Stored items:

PR #4788, opened 2023-12-31
Add background color setting to the richtext

c4llv07e:
Add the ability to change the background color of the text in the markup language using "[bgcolor]". This works similarly to "[color]", but it can also be null.

Highlighting words in a chat as an example:

image


Robust.Client/UserInterface/RichText/MarkupDrawingContext.cs
```diff
@@ -7,26 +7,30 @@ namespace Robust.Client.UserInterface.RichText;
...
         Color = new Stack<Color>();
+        BackgroundColor = new Stack<Color?>();
         Font = new Stack<Font>();
         Tags = new List<IMarkupTag>();
     }
 
     public MarkupDrawingContext(int capacity)
     {
         Color = new Stack<Color>(capacity);
+        BackgroundColor = new Stack<Color?>(capacity);
```
metalgearsloth, line 25: This should be nullable.

metalgearsloth (changes requested):
Please use C# style guide for variable naming i.e. camelCase.

Robust.Client/Graphics/Font.cs
```diff
@@ -131,7 +132,15 @@ public override float DrawChar(DrawingHandleScreen handle, Rune rune, Vector2 ba
                 return metrics.Value.Advance;
             }
 
+            var start = baseline;
             baseline += new Vector2(metrics.Value.BearingX, -metrics.Value.BearingY);
+            if (background_color is Color bg_color)
```
PJB3005, line 137: This is not a good way to implement this. Large spans of background-colored text will break sprite batching and ruin performance.

You should have the text drawing code do separate drawing of the background in one go.

PJB3005 (changes requested):

c4llv07e:
Okay, then I'll think how to do it. Closing for now.

PR #4790, opened 2023-12-31
Implement OSWindowStyles.* on linux

LetterN:
Title; also adds `OSWindowStyles.NoTitleBar` for tgui-like windows with their custom titlebar and such

!!HEY!! this doesn't actually completely hide the (x) button, only the resize and such

also implements ownerWindow on linux


Robust.Client/Graphics/Clyde/Windowing/Glfw.Windows.cs
```diff
@@ -481,12 +483,54 @@ private static void WinThreadWinDestroy(CmdWinDestroy cmd)
...
+                            (byte*)&newPropVal, 1);
+#pragma warning restore CA1806
+                    }
                     else
                     {
                         _sawmill.Warning("OSWindowStyles.NoTitleOptions not implemented on this platform");
                     }
                 }
 
+                if ((parameters.Styles & OSWindowStyles.NoTitleBar) != 0)
```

[REQUIREMENT]:
If a line of the data above holds the string "Robust", count it, then give only the final number.

[PROBLEM SOLUTION]:
4